Crédit hypothécaire sans apport : est-ce possible et comment l’obtenir ?

Boris Intini
Directeur général de PraxiFinance
Mis à jour le
05 February 2026

En France, les banques traditionnelles exigent presque toujours un apport de 10 à 20 % pour couvrir au minimum les frais de notaire et d’agence. Pourtant, il existe une alternative, encore peu connue du grand public : le crédit hypothécaire, un financement adossé à la valeur d’un bien immobilier déjà détenu. En mobilisant cette garantie, il devient possible d’envisager un achat sans apport, tout en conservant son épargne. Pour la définition précise du dispositif et de son fonctionnement, voir prêt hypothécaire : définition et fonctionnement. Cette approche change profondément la logique de financement classique. Plutôt que de mobiliser une épargne parfois constituée sur de longues années, l’emprunteur s’appuie sur un actif existant pour sécuriser l’opération. Le crédit hypothécaire permet ainsi de préserver la liquidité disponible, utile pour faire face à des imprévus ou accompagner d’autres projets patrimoniaux. Ce montage s’adresse en priorité aux propriétaires disposant d’un bien significatif, mais dont l’épargne ne permet pas de constituer un apport suffisant sans se fragiliser. Il offre également une solution aux profils refusés par les banques traditionnelles en raison de critères stricts, en proposant une lecture différente du risque, fondée sur la valeur du patrimoine plutôt que sur la seule capacité d’épargne immédiate.

Comment fonctionne un crédit hypothécaire sans apport ?

Le montage repose sur la mise en garantie d’une hypothèque sur un ou plusieurs biens :

  • jusqu’à 50–60 % de la valeur nette du bien déjà détenu ;
  • et, selon les cas, jusqu’à 50 % de la valeur du bien que vous achetez.
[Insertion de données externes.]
PR #941, opened 2022-01-06
Update README.md

neverping:
The image renderer plugin-in was linking to a broken documentation.

After inspecting the changes on the `grafana-image-render repository`,
I found out that the change below updated most of the documentation,
where the content of the `remote_rendering_using_docker.md` was 
moved to the main `README.md` file.

https://github.com/grafana/grafana-image-renderer/pull/277


neverping:
Oh, I will open this PR with my corporate account, which signs commits.

PR #943, opened 2022-01-06
[enterprise-logs] Convert config value from structured data to a string

trevorwhitney:
This change brings the enterprise-logs chart in line with the loki-distributed chart in terms of how the config is handled. In the loki-distributed chart, the config is a string. This has the benefit of accepting the config exactly as the user provides it, without merging in other default values that are hard to keep up to date as the software changes. It has the downside of the config no longer being structured data, so we can't access nested properties like `server.http_listen_port`.

I considered exposing the http and grpc ports as top level configs, but they are hardcoded in multiple places in the loki-distributed chart, so I'd rather force that convention here as well to reduce the configuration surface area. I would be open to hardcoding `http_listen_port` to 80 as that's what's the default in Loki, but I fear that could create issues since it's a reserved port. Maybe we should change the default in Loki?

### DIFF
--- a/charts/enterprise-logs/Chart.yaml
+++ b/charts/enterprise-logs/Chart.yaml
@@ -1,7 +1,7 @@
 apiVersion: "v2"
 name: "enterprise-logs"
 type: application
-version: "1.4.0"
+version: "2.0.0"
 appVersion: "v1.3.0"
 kubeVersion: "^1.10.0-0"
 description: "Grafana Enterprise Logs"
--- a/charts/enterprise-logs/templates/admin-api/deployment-admin-api.yaml
+++ b/charts/enterprise-logs/templates/admin-api/deployment-admin-api.yaml
@@ -103,10 +103,10 @@ spec:
             {{- end }}
           ports:
             - name: http-metrics
-              containerPort: {{ .Values.config.server.http_listen_port }}
+              containerPort: 3100
               protocol: TCP
             - name: grpc
-              containerPort: {{ .Values.config.server.grpc_listen_port }}
+              containerPort: 9095
               protocol: TCP
             - name: http-memberlist
               containerPort: 7946
--- a/charts/enterprise-logs/templates/admin-api/service-admin-api.yaml
+++ b/charts/enterprise-logs/templates/admin-api/service-admin-api.yaml
@@ -15,11 +15,11 @@ spec:
   type: ClusterIP
   ports:
     - name: http-metrics
-      port: {{ .Values.config.server.http_listen_port }}
+      port: 3100
       protocol: TCP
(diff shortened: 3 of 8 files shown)


jdbaldry:
I personally had inclination towards the structured configuration when we originally considered this but I'm happy to change path if we can set and document a clear position for the future.

A quick search found a number of issues and PRs that have sought to change between these two options:
- https://github.com/grafana/helm-charts/pull/554
- https://github.com/grafana/helm-charts/issues/433
- https://github.com/grafana/helm-charts/pull/588

If we choose to change we will have to document the breaking change to users and should discourage the merge of #554.

@unguiculus has provided the most comprehensive explanation for preferring string config over structured config in https://github.com/grafana/helm-charts/pull/588#pullrequestreview-728607829. They have much more experience with Helm than I do.

jdbaldry:
With regards to the hard coded ports, if the loki-distributed chart is also doing the same, I'm happy to extend that and reduce surface area as you mentioned.

trevorwhitney:
@jdbaldry thanks for the background, I will get up to speed on previous discussions. In the meantime, l thought it might be useful for me to to document my motivation for going to string config values:

1) With the introduction of the common config in 2.4 or Loki, the structured config presents a more specific issue. The common config valuea are only used if there is not a more specific value present (ie. the common ring is only used for the ingester if there is not an ingester specific ring config.) With the structured default config, these more specific subsections need to be specifically `null`'d out, and in some cases even that was not working correctly for me. I think it is confusing for users who may try to add a simpler config, to then end up with an actual config much larger than what they provided, which may in fact be overriding the values they intended (ie. using a more specific default value rather than the common config value provided by the user).

2) I think structured config requires more effort to keep these charts up to date with new versions. Large configuration changes might require significant re-work of the structured defaults, to make sure the defaults will not interact with user provided config in an unexpected way. I think it is likely this will be missed in the future since it requires us to consider all permutations of combinations of user provided values with defaults to determine what may or may not break.

trevorwhitney:
After reading through the previous discussions, I agree with the points @unguiculus made in #588 as well, though they are different than the issues I mentioned above.

unguiculus:
Thanks, @trevorwhitney. I fully second this change. However, since this is a breaking change, it deserves a major version bump. You should also add an upgrading section to the readme that documents this.

trevorwhitney:
@unguiculus bumped chart to version 2.0

jdbaldry (dismissed):
LGTM!

zanhsieh:
@trevorwhitney 
Please sign DCO. Instructions should be located on the bottom of this PR page. Thank you.

zanhsieh (approved):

En combinant ces deux leviers, on peut couvrir 100 % du prix d’acquisition et les frais annexes, sans injecter d’épargne. L’éligibilité s’apprécie d’abord à l’aune de la qualité/valeur du patrimoine : détails sur qui peut faire un crédit hypothécaire. Les établissements qui financent réellement ce type d’opérations sont présentés sur banques – prêt hypothécaire et quelle banque fait des crédits hypothécaires ?.À retenir : l’obtention d’un crédit hypothécaire entraîne des frais (banque, intermédiair(e), notaire, expertise) d’environ 8,5 % du montant emprunté.
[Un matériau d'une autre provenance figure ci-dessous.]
Issue #952, opened 2022-01-11
Make the loki-ingester a replicaset


applike-ss:
Hello,

we want to scale the loki ingester in a horizontal way.
Currently the ingester in the distributed helm chart (which we are using) is a statefulset.
I would like to suggest either adjusting it to a replicaset or to let the chart user decide about the resource kind.
If a PR for this would be welcome, then i'd create one.

best,
Sebastian S.

PR #953, opened 2022-01-11
[loki-distributed] added option to use replicaset for ingesters

applike-ss:
This implements the issue stated in #952.
While it works, we are actually aiming for a different solution.

### DIFF
--- a/charts/loki-distributed/templates/ingester/deployment-ingester.yaml
+++ b/charts/loki-distributed/templates/ingester/deployment-ingester.yaml
@@ -1,6 +1,6 @@
-{{- if eq .Values.ingester.kind "StatefulSet"}}
+{{- if eq .Values.ingester.kind "Deployment"}}
 apiVersion: apps/v1
-kind: StatefulSet
+kind: Deployment
 metadata:
   name: {{ include "loki.ingesterFullname" . }}
   labels:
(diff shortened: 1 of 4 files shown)


charts/loki-distributed/templates/ingester/deployment-ingester.yaml
```diff
@@ -0,0 +1,107 @@
...
+apiVersion: apps/v1
+kind: Deployment
+metadata:
+  name: {{ include "loki.ingesterFullname" . }}
+  labels:
+    {{- include "loki.ingesterLabels" . | nindent 4 }}
+    app.kubernetes.io/part-of: memberlist
+spec:
+  replicas: {{ .Values.ingester.replicas }}
+  minReadySeconds: 60 # Should we define this variable or is a static value for the ingesters to register in the ring fine?
```
Whyeasy, line 11: Maybe drop this? And replace it with a liveness and readiness probe. If I take a look at the ingester deployment type in the cortex Helm, 'minreadyseconds' is not defined.

applike-ss: there's a readyness probe in place, so i removed the `minReadySeconds`. Didn't check how to do a liveness probe for loki. Since there is none for the statefulset, i assume we don't require it here?

Whyeasy (approved):
LGTM!

Whyeasy:
@applike-ss could you please run helm docs? The rest looks good.

applike-ss:
Done that, thanks for the hint

Whyeasy (approved):
LGTM!

PR #915, opened 2021-12-21
[enterprise-logs] Use correct configuration for the compactor's persistent volumes

chaudum:
Closes #913 

Signed-off-by: Christian Haudum <christian.haudum@gmail.com>

PR #957, opened 2022-01-12
[enterprise-logs] multiple fixes

chaudum:
This PR contains multiple changes and fixes:

- [BUGFIX] Use correct subPath configuration for the compactor's storage mount.
- [BUGFIX] Fixed issue that prevented users from mouting extra persistent volumes for the compactor.
- [CHANGE] Configure `securityContext.fsGroup` value for Admin API pod based on the value `adminApi.securityContext.runAsGroup`.

This PR supersedes #915 

Signed-off-by: Christian Haudum <christian.haudum@gmail.com>

### DIFF
--- a/charts/enterprise-logs/templates/admin-api/deployment-admin-api.yaml
+++ b/charts/enterprise-logs/templates/admin-api/deployment-admin-api.yaml
@@ -41,8 +41,10 @@ spec:
       {{- if .Values.adminApi.priorityClassName }}
       priorityClassName: {{ .Values.adminApi.priorityClassName }}
       {{- end }}
+      {{- if .Values.adminApi.securityContext.runAsGroup }}
       securityContext:
-        fsGroup: 10001
+        fsGroup: {{ .Values.adminApi.securityContext.runAsGroup | int }}
+      {{- end}}
       initContainers:
       # Taken from
       # https://github.com/minio/charts/blob/a5c84bcbad884728bff5c9c23541f936d57a13b3/minio/templates/post-install-create-bucket-job.yaml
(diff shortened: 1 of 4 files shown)


jdbaldry (approved):
LGTM

charts/enterprise-logs/templates/admin-api/deployment-admin-api.yaml
```diff
@@ -41,8 +41,10 @@ spec:
       {{- if .Values.adminApi.priorityClassName }}
       priorityClassName: {{ .Values.adminApi.priorityClassName }}
       {{- end }}
+      {{- if .Values.adminApi.securityContext.runAsGroup }}
       securityContext:
-        fsGroup: 10001
+        fsGroup: {{ .Values.adminApi.securityContext.runAsGroup | int }}
+      {{- end}}
```
ssncferreira, line 47: In case, `runAsGroup` is not defined, the `fsGroup`, is not written. Shouldn't we default for that case?
```
securityContext:
{{- if .Values.adminApi.securityContext.runAsGroup }}
  fsGroup: {{ .Values.adminApi.securityContext.runAsGroup | int }}
{{- else }}
  runAsGroup: 10001
  fsGroup: 10001
{{- end}}
```

ssncferreira (commented):
LGTM, just a small comment 🙂

charts/enterprise-logs/templates/admin-api/deployment-admin-api.yaml
chaudum: If `runAsgroup` is not defined in the values.yaml then also the securityContext on the container will not be set, see https://github.com/grafana/helm-charts/blob/main/charts/enterprise-logs/templates/admin-api/deployment-admin-api.yaml#L118-L120
However, it probably won't work unless you use a modified Loki Docker image.

PR #961, opened 2022-01-12
[loki-simple-scalable] update to Loki 2.4.2

slim-bean:


ssncferreira (approved):
LGTM 🍰

PR #1663, opened 2022-08-04
[promtail] Remove unnecessary cluster role and its binding

### LINKED ISSUE #1662: [promtail] unnecessary permissions granted to service account
This [clusterrole](https://github.com/grafana/helm-charts/blob/main/charts/promtail/templates/clusterrole.yaml) is created as part of chart.
But there is no component in promtail that talk to k8s control plane, so why does this role even exist?

rkosegi:
Promtail does not talk to k8s control plane, so there is no reason for any RBAC

Closes #1662 

Signed-off-by: Richard Kosegi <richard.kosegi@gmail.com>


zanhsieh:
@rkosegi 
Could you take a look why the readiness return 500 please?

rkosegi:
not needed

PR #1671, opened 2022-08-07
[tempo] optional query volume

### LINKED ISSUE #1670: [tempo] query conf volume is created even when tempoQuery.enabled is set to false
Hello, 

In the statefulset template, the `query-conf` volume is always created, even if the param `tempoQuery.enabled` is set to false, the relevant section is here - https://github.com/grafana/helm-charts/blob/tempo-0.15.7/charts/tempo/templates/statefulset.yaml#L139-L144

Since the `query configmap` is behind a flag (https://github.com/grafana/helm-charts/blob/tempo-0.15.7/charts/tempo/templates/configmap-tempo-query.yaml#L1), setting the flag to `false` causes the `configmap` to not be created but the `sts` still tries to use that volume

HagaiBarel:
Fixes #1670 

Signed-off-by: Hagai Barel <hagaibarel@gmail.com>

### DIFF
--- a/charts/tempo/Chart.yaml
+++ b/charts/tempo/Chart.yaml
@@ -2,7 +2,7 @@ apiVersion: v2
 name: tempo
 description: Grafana Tempo Single Binary Mode
 type: application
-version: 0.15.7
+version: 0.15.8
 appVersion: 1.4.1
 engine: gotpl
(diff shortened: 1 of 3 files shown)


joe-elliott (approved):
Thanks for the improvement!

Issue #1570, opened 2022-07-05
[tempo-distributed] Service port names cannot be customized


kmai:
I'm using Istio and I cannot change port names to be Istio-compliant.

I know https://github.com/grafana/helm-charts/pull/1021 fixed it for the AIO chart but not for the distributed one :)

joe-elliott:
We would gladly take a PR if you want to try your hand at it. I don't know enough about Istio to suggest a work around (if there is one).

zanac1986:
@kmai 
Could you review this PR ^^^ ?

PR #1681, opened 2022-08-11
[tempo-distributed] specify grpc appProtocol for tempo distributor se…

zanac1986:
…rvice

See:
https://github.com/grafana/helm-charts/issues/1570
https://github.com/grafana/helm-charts/pull/1021


joe-elliott (commented):
I like this change (as well as some of the other cleanup), but this has a chance of breaking other people's deployments?

We need to list this change in the readme under the "upgrading" section and should include the  rationale: we are changing this to be istio compliant.

zanac1986:
> I like this change (as well as some of the other cleanup), but this has a chance of breaking other people's deployments?
> 
> We need to list this change in the readme under the "upgrading" section and should include the rationale: we are changing this to be istio compliant.

@joe-elliott 
Updated. Please check.

joe-elliott (approved):

joe-elliott:
Thanks!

Ce type de montage nécessite une analyse patrimoniale approfondie en amont. La valeur des biens mis en garantie, leur liquidité sur le marché et l’absence de charges ou de sûretés préexistantes jouent un rôle déterminant dans la faisabilité de l’opération. Plus le patrimoine est sain et clairement structuré, plus la combinaison des garanties permet d’atteindre un financement élevé, voire intégral.

L’intérêt principal du crédit hypothécaire sans apport réside dans la préservation de l’épargne. Celle-ci peut rester disponible pour faire face aux imprévus, financer des travaux ou soutenir un autre projet d’investissement. Cette approche est particulièrement pertinente pour les profils disposant d’un patrimoine immobilier conséquent mais souhaitant conserver une réserve de liquidités.
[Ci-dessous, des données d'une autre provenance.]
PR #1689, opened 2022-08-15
[grafana] Make grafana server domain default to ingress host

### LINKED ISSUE #1685: [grafana] Should ingress hostname also be set in grafan.ini
At the moment if you set up ingress on the grafana chart and set the hostname you have to repeat the hostname in the `grafana.ini` `server` `domain` to get things to work properly (redirects when adding new charts to dashboards).

The README.md does give a hint to this, but it's implied that it is only needed when looking to run grafana on a subpath rather than at the root of the hostname.

Would you accept a PR to default the `grafana.ini` value to the first entry in the `ingress.hosts` array or if not a README.md update to make it clear you need to set both to make things work properly?

hardillb:
Fixes #1685

At the moment if you enable ingress on the Grafana chart you also have to remember to specify the hostname again in the grafana.ini file to make sure redirects work properly. This update defaults the ini value to the first hostname in the ingress object to save repeating information.

### DIFF
--- a/charts/grafana/Chart.yaml
+++ b/charts/grafana/Chart.yaml
@@ -1,6 +1,6 @@
 apiVersion: v2
 name: grafana
-version: 6.32.13
+version: 6.32.15
 appVersion: 9.0.5
 kubeVersion: "^1.8.0-0"
 description: The leading tool for querying and visualizing time series and metrics.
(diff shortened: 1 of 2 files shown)


Xtigyro (dismissed):
Thank you for the contribution, @hardillb! 🥇 

Could you please bump the minor version of the chart too?

hardillb:
@Xtigyro just checking should I be aiming for version: 6.32.15 (current looks to be version: 6.32.14)?

hardillb:
I have no idea how to resolve the DCO requirement when I fixed the merge conflict

zanhsieh (approved):

Issue #1695, opened 2022-08-17
[loki-simple-scalable] server block in the config value should be configurable


cebidhem:
Hey there,

I'm facing an issue with Loki when some of our users try to fetch logs within Grafana. Grafana is timing out and from loki we can see those logs:
```
"rpc error: code = ResourceExhausted desc = grpc: received message larger than max (4567615 vs. 4194304)"
```
This is somthing we can configure within the server block of the config as described here https://grafana.com/docs/loki/latest/configuration/#server but unfortunately, in the loki-simple-scalable chart that not something we can do:
```
server:
      http_listen_port: 3100
      grpc_listen_port: 9095
```
The solution has been documented in the loki repo here: https://github.com/grafana/loki/issues/2271

I have a PR ready for this. I think it would be useful to allow users to change defaults.

PR #1696, opened 2022-08-17
[loki-simple-scalable] Allow loki server block to be configured

cebidhem:
Fixes https://github.com/grafana/helm-charts/issues/1695

- This will allow users of the chart to configure the server block as documented here https://grafana.com/docs/loki/latest/configuration/#server through values.

Signed-off-by: cebidhem <cebidhem@pm.me>

### DIFF
--- a/charts/loki-simple-scalable/values.yaml
+++ b/charts/loki-simple-scalable/values.yaml
@@ -69,6 +69,9 @@ loki:
     server:
       http_listen_port: 3100
       grpc_listen_port: 9095
+      {{- if .Values.loki.extraServerConfig }}
+      {{- toYaml .Values.loki.extraServerConfig | nindent 2 }}
+      {{- end }}
 
     memberlist:
       join_members:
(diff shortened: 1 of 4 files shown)


zanhsieh (approved):

cebidhem:
Hi @zanhsieh,

I see you approved the MR but it still needs a review. Would you be able to review it so we can merge this ? 
It is blocking us from solving an issue on our side and it would be much appreciated to be able to use this quite quickly.

Thanks in advance!

charts/loki-simple-scalable/values.yaml
```diff
@@ -69,6 +69,9 @@ loki:
     server:
       http_listen_port: 3100
       grpc_listen_port: 9095
+      {{- if .Values.loki.extraServerConfig }}
+      {{- toYaml .Values.loki.extraServerConfig | nindent 2 }}
+      {{- end }}
```
zanhsieh, line 74: I would say `with` statement should be better:

```suggestion
      {{- with .Values.loki.extraServerConfig }}
      {{- toYaml . | nindent 2 }}
      {{- end }}
```

The difference between `if` and `with` is while given `{}`, `if` will render as `{}`, whereas `with` will skip. You could try comparing these two with `helm template lokiss .`

cebidhem: Indeed, thanks for noting this @zanhsieh . Changes pushed!

PR #1703, opened 2022-08-18
[loki-distributed] add support for in-memory disk in ingester and indexGateway

rlex:
Allows to use emptyDir in ingester and indexGateway with medium: Memory. Useful in certain cases.

Allows setting limit as well, uses same variable as ordinary persistence block.

For ingester, supports both Deployment and StatefulSet.


rlex:
added warning similar to one requested in https://github.com/grafana/helm-charts/pull/1705

rlex:
bumped version and rebased

zanhsieh (approved):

Il convient néanmoins d’intégrer ce montage dans une stratégie globale. La capacité de remboursement, la durée du prêt et l’articulation entre les différents actifs doivent être cohérentes afin d’éviter un déséquilibre à long terme. Accompagné par un spécialiste, le crédit hypothécaire sans apport devient ainsi un outil structuré, permettant de financer un projet ambitieux sans fragiliser la situation patrimoniale.


Les conditions-clés (standardisées pour 2026)

  • Montant emprunté : minimum 100 000 €.
  • Quotité : jusqu’à 60 % de la valeur, selon le bien et sa localisation.
  • Taux de marché (septembre 2025) : 5,5 %/an sur 25 ans en amortissable (référence interne PraxiFinance). Possibilité de crédit hypothécaire in fine jusqu’à 10 ans pour les multipropriétaires, et de crédit hypothécaire amortissable.
  • Assurance emprunteur : non exigée. Pas de limite d’âge stricte.
  • Checklist documents : pièces classiques + titres de propriété, évaluation, etc. : checklist prêt hypothécaire.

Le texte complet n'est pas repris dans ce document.